32,13. Glorious is the ground on which one is walking, free and without obstacle, and blue is its color, full of gentle splendor; so is also the free consciousness of the spirit, which manifests itself in an unchangeable stability. But placed in the center of the free space, are pyramids. These are tombs; what do they depict? You might say: Perhaps the complete death of the world. This, my dear brothers and friends, is already happening during the trip through the three avenues.

32,14. These pyramids, however, show here only the deliberate abandon of external wisdom, and that there is no longer any obstacle to be expected in this sphere, correspondingly to the fact that man has deliberately freed himself of being able to sin before God. For every spirit, which has nothing external adhering to it anymore, can no longer sin, and for this reason, is pure.

32,15. Why then? Because he has become fully one with the Lord! I need say no more on this; for if a man does what the Lord wills and does, he will not sin.

32,16. When we were very near to the exit from the last avenue, the splendid colonnades still seemed to us like a solid, insurmountable ring-wall; that is, a dreadful line, offering no prospect. But when we were beyond the pyramids, the wall began to dissolve into separate pillars; and after a very short period of travel, it became a great glory, and no obstacle, as we had formerly feared for some time.

32,17. What does this represent? Consider the death of your body. This is surely the most feared moment for every person still living outwardly, that is, the strongest obstacle to life. It is also certain for everyone, as long as he does not have the pyramid row behind him.

32,18. But if a man has laid down his faux external wisdom and have fully taken hold of the Lord in his spirit, then this feared obstacle becomes a most glorious sight, and all will have the most fervent desire to accede the twelve steps as quickly as possible, to get to the lower gallery.

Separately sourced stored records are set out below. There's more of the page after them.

PR #792, opened 2022-10-20
fix: Resetting color palette for color field with pre-defined colors

bprusinowski:
Refreshing of colors in multi filter panel wasn't working for map's area layer – this PR makes the handling of color mapping updates more generic (by using `field` + `colorPathField`).

It also introduces a distinction between reshuffling colors (default) and resetting colors (when a dimension has pre-defined colors coming from LINDAS).

### DIFF
--- a/app/configurator/components/filters.tsx
+++ b/app/configurator/components/filters.tsx
@@ -64,6 +64,7 @@ import SvgIcCheck from "@/icons/components/IcCheck";
 import SvgIcChevronRight from "@/icons/components/IcChevronRight";
 import SvgIcClose from "@/icons/components/IcClose";
 import SvgIcFormatting from "@/icons/components/IcFormatting";
+import SvgIcRefresh from "@/icons/components/IcRefresh";
 import SvgIcSearch from "@/icons/components/IcSearch";
 import { useLocale } from "@/locales/use-locale";
 import { dfs } from "@/utils/dfs";
@@ -355,9 +356,9 @@ const MultiFilterContent = ({
       dispatch({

32,19. Where do the twelve steps come from? These represent the ten commandments of Moses, and then the two commandments of love from the mouth of the Lord. The three superimposed galleries represent: natural in the spiritual, spiritual in the spiritual, and heavenly in the spiritual. I think that after this explanation, you will now fully comprehend the phenomena on the walk over the bare plain, to the partial view of the central building, which signifies the grace of the Lord, and is only visible beforehand, until the galleries and the main cause becomes visible, which is the love of the Lord, or the Lord Himself in His Personality. Since we know this, we move on again.